Start of Provided records
PR #189, opened 2026-07-28
fix: fail closed on shell producer errors

junior-ricon:
## Summary

- parse Mise variadic arguments into checked snapshots before any task consumes them
- fail closed when corpus, conflict, committed-path, or change-detection producers fail
- make change detection atomic so partial results cannot be reported as clean state
- preserve the successful empty result when no manifest exists

Closes the concrete Notes findings described alongside KnickKnackLabs/codebase#81.

## Validation

- 437 BATS tests passed
- 9 Python tests passed
- focused fail-closed regressions passed
- `mise run doctor` passed with only the existing optional local-hook warning
- `readme build --check` passed
- Bash syntax and `git diff --check` passed
- Fold pre-commit and pre-push completed with zero failures

### DIFF
--- a/.mise/tasks/changes
+++ b/.mise/tasks/changes
@@ -23,17 +23,28 @@ fi
 # Parse variadic args
 ARGS=()
 if [ -n "${usage_files:-}" ]; then
+  args_snapshot=$(mktemp) || { echo "Error: failed to create argument snapshot" >&2; exit 1; }
+  parse_status=0
+  parse_variadic_args "$usage_files" > "$args_snapshot" || parse_status=$?
+  if [ "$parse_status" -ne 0 ]; then
+    rm -f "$args_snapshot"
+    exit "$parse_status"
+  fi
   while IFS= read -r arg; do
     arg="${arg#"${notes_dir}/"}"
     [ -z "$arg" ] && continue
     ARGS+=("$arg")
-  done < <(printf '%s' "${usage_files}" | xargs printf '%s\n')
+  done < "$args_snapshot"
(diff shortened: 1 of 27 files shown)


johnson-ricon (changes requested):
## Change requested

`.mise/tasks/stage:154` and `.mise/tasks/status:72` still convert `detect_double_tracked_notes` failure into an empty result. If the underlying `git ls-files -z` producer fails, `stage` proceeds past a safety check and `status` reports zero double-tracked conflicts. That is the same fail-open consumer pattern this PR is removing from adjacent change/conflict inspections.

Focused fix-it: #190. It propagates the detector failure in both consumers and adds CLI regressions proving `stage` leaves the index untouched and `status --json` exits non-zero.

I reviewed exact base `948ec096d6652905ec6cf15167c0ac5e91bed858` through exact head `173a2ee7fe17ad090ed9f83a963d19c7c7dea82b`. The checked variadic snapshots preserve scope on parser failure, `detect_changes` now emits atomically after all classifiers succeed, and its missing-manifest empty-success contract remains intact. I also checked the conflict and commit producer paths and exercised failing `find`, `xargs`, `git ls-files`, and the full real mise suite.

Validation on the fix-it head: 438 BATS and 9 Python tests passed (3 existing skips), all 8 Codebase lints passed, doctor passed with only the existing optional-hook warning, README generation matched, Bash syntax passed, and `git diff --check` passed. Local `git pre-commit` / `git pre-push` commands are unavailable, so those direct repository checks are the preflight evidence.

PR #191, opened 2026-07-28
fix: preserve readable staging safety chain

junior-ricon:
## Summary

- require the complete current Notes pre-commit hook chain before `notes stage` mutates the index
- warn after `notes unlock` when required hook protection is missing or stale
- clear managed opaque paths' `skip-worktree` state and stage them with sparse-aware Git semantics
- preserve dry-run/no-change behavior, scoped staging, encryption filters, and normal commit cycles

Closes #151.
Closes #152.

## Validation

- 449 BATS tests and 9 Python tests
- focused stage, encryption, hook, suppression, obfuscation, and commit suites
- disposable current-source reproductions: missing hooks refuse before index mutation; a skipped opaque ID commits through auto-obfuscation
- doctor and README generation/check
- Fold pre-commit and pre-push

### DIFF
--- a/.mise/tasks/obfuscate
+++ b/.mise/tasks/obfuscate
@@ -117,7 +117,7 @@ while IFS=$'\t' read -r relpath id; do
   new_count=$((new_count + 1))
 done < "$renamed"
 
-git -C "$TARGET_DIR" add -- "${obfuscated_paths[@]}"
+git -C "$TARGET_DIR" add --sparse -- "${obfuscated_paths[@]}"
 git -C "$TARGET_DIR" rm --cached --quiet --ignore-unmatch -- \
   "${readable_paths[@]}"
 
--- a/.mise/tasks/stage
+++ b/.mise/tasks/stage
@@ -10,6 +10,7 @@ source "$MISE_CONFIG_ROOT/lib/common.sh"
 source "$MISE_CONFIG_ROOT/lib/obfuscate.sh"
 source "$MISE_CONFIG_ROOT/lib/suppress.sh"
 source "$MISE_CONFIG_ROOT/lib/changes.sh"
+source "$MISE_CONFIG_ROOT/lib/hooks.sh"
 require_git
 
 notes_dir="${usage_dir:-notes}"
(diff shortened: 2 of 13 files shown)


johnson-ricon (changes requested):
Adversarial review of exact head `e9d7200494a63b32a5a712de0503935f0364246d` against exact base `e16cd6c9bf271a595ed4833cc6ff02e75d461d49`.

## Change request

`lib/hooks.sh:103-111` does not prove that Git will execute the required chain. It hardcodes `.git/hooks`, even when `core.hooksPath` selects another active directory, and it accepts any executable dispatcher that merely contains the text `pre-commit.d`.

I reproduced both paths in disposable repositories. In one, Notes installed and inspected inactive `.git/hooks` while Git used `.githooks`. In the other, `pre-commit` mentioned `pre-commit.d` in a comment and exited zero without running fragments. In each case `notes stage alpha.md` succeeded and the next normal commit added readable `notes/alpha.md`, so the #152 fail-closed invariant still has a bypass.

Focused fix-it PR: #192. It resolves and installs into Git's active hook directory, requires the current Notes dispatcher exactly, and verifies refusal before index mutation plus repair and an opaque-name commit cycle.

## Stress tests

The original head passed the focused `stage` (25), `commit` (13), `encrypt` (25), `obfuscation-hooks` (24), `obfuscate` (40), and `status-suppression` (10) suites. I also exercised a real non-cone sparse checkout with a skipped unselected opaque ID and a real Git Crypt clean filter. The selected opaque ID committed encrypted, `cat-file --filters` restored the expected plaintext, the unselected ID remained skip-worktree, and no readable path entered the commit.

I checked missing and stale required fragments, refusal before index mutation, unlock warnings, dry-run, scoped staging, no-change control flow, assume-unchanged and skip-worktree handling, and the normal stage/commit/deobfuscate lifecycle. Hosted macOS and Ubuntu checks are green on the exact reviewed head, and GitHub reports it cleanly mergeable.

The sparse, filter, suppression, scope, and lifecycle changes otherwise held under review. I found no second blocker. Requesting changes for the active-dispatcher bypass above.

PR #197, opened 2026-07-30
feat: onboard existing plaintext notes

junior-ricon:
## Summary

- detect tracked plaintext notes before setup mutates an existing git-crypt repository
- unlock existing repositories before changing attributes, then guide one-time forward staging
- renormalize only tracked readable notes and verify their staged raw blobs are git-crypt ciphertext
- keep setup inspection and stage index mutation in focused library helpers
- preserve historical plaintext while protecting the onboarding commit and future history

## Validation

- realistic throwaway home pilot with an existing resident key, encrypted module manifest, tracked plaintext notes, dirty-start refusal, forward-only history, fresh unlock/hooks/status, encrypted raw blobs, and source-repository containment
- `mise run test encrypt` (30/30)
- `mise run test stage` (29/29)
- `mise run test` (466 BATS tests and 9 Python tests)
- `mise run doctor`

### DIFF
--- a/.mise/tasks/setup
+++ b/.mise/tasks/setup
@@ -9,6 +9,8 @@ set -euo pipefail
 
 source "$MISE_CONFIG_ROOT/lib/common.sh"
 source "$MISE_CONFIG_ROOT/lib/hooks.sh"
+source "$MISE_CONFIG_ROOT/lib/encryption.sh"
+source "$MISE_CONFIG_ROOT/lib/setup.sh"
 require_git
 require_rudi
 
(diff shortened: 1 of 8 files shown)


johnson-ricon (changes requested):
Adversarial review of exact head `90bbbdf722a0ca469601974e6e2c1ddb7f46f705` against exact base `7afe6e154d0e303e26ab40fd491ee27c1253e909`.

## Change requests

1. `lib/setup.sh:14-47,64-82` inventories tracked plaintext from the full index, but readiness checks only the count and whole-worktree cleanliness. In a non-cone sparse checkout with two tracked plaintext notes and only one materialized, setup reported both, `notes stage --all` staged one, and the normal commit hooks allowed the other to remain as `notes/beta.md` plaintext behind the new encryption attribute. `notes verify-blobs --strict` then failed on the resulting HEAD. Focused fix-it: #198.

2. `lib/stage.sh:13,32-43` mutates the index before ciphertext verification and does not restore the replaced entry when verification refuses it. With a plaintext-producing clean filter, `notes stage legacy.md` returned failure but left the changed plaintext blob staged; the next ordinary commit auto-obfuscated it and successfully committed raw plaintext under an opaque ID. Focused fix-it: #199.

The unlock-before-setup-mutation ordering, exact Git Crypt header check, path-scoped renormalization, forward-only history preservation, locked managed-repo handling, existing-infrastructure path, and setup/stage library split otherwise look sound.

Validation: the original focused encrypt and stage suites passed (30/30 and 29/29); both disposable failure reproductions were confirmed; each focused fix passed its relevant regression and complete repository suite. Exact-head hosted macOS and Ubuntu checks were green at submission.

PR #200, opened 2026-08-20
fix: target explicit note operations

ikma-ricon:
## Outcome

Makes explicit-file `changes`, `stage`, and post-commit verification scale with the selected notes rather than hashing the full readable corpus. `--all` and unfiltered reads retain complete corpus discovery.

## Safety boundary

The selected path still checks readable state, manifest mapping, HEAD content, configured filters, deletion, selected stale-readable state, selected dual-present conflicts, and selected double-tracking. Explicit path validation now occurs before any classifier work and rejects traversal, non-canonical separators, the manifest, obfuscated IDs, and symlink-reached files. Unknown, stale, dual-present, double-tracked, and inspection-failure cases remain fail-closed.

## Evidence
End of Provided records
● The problem:
When the line with "failed to create" is reached in the data above, start copying there, and copy each line exactly until the line with "Focused fix-it: #190." has been copied; copy nothing else.

● Output for this task:
+  args_snapshot=$(mktemp) || { echo "Error: failed to create argument snapshot" >&2; exit 1; }
+  parse_status=0
+  parse_variadic_args "$usage_files" > "$args_snapshot" || parse_status=$?
+  if [ "$parse_status" -ne 0 ]; then
+    rm -f "$args_snapshot"
+    exit "$parse_status"
+  fi
   while IFS= read -r arg; do
     arg="${arg#"${notes_dir}/"}"
     [ -z "$arg" ] && continue
     ARGS+=("$arg")
-  done < <(printf '%s' "${usage_files}" | xargs printf '%s\n')
+  done < "$args_snapshot"
(diff shortened: 1 of 27 files shown)


johnson-ricon (changes requested):
## Change requested

`.mise/tasks/stage:154` and `.mise/tasks/status:72` still convert `detect_double_tracked_notes` failure into an empty result. If the underlying `git ls-files -z` producer fails, `stage` proceeds past a safety check and `status` reports zero double-tracked conflicts. That is the same fail-open consumer pattern this PR is removing from adjacent change/conflict inspections.

Focused fix-it: #190. It propagates the detector failure in both consumers and adds CLI regressions proving `stage` leaves the index untouched and `status --json` exits non-zero.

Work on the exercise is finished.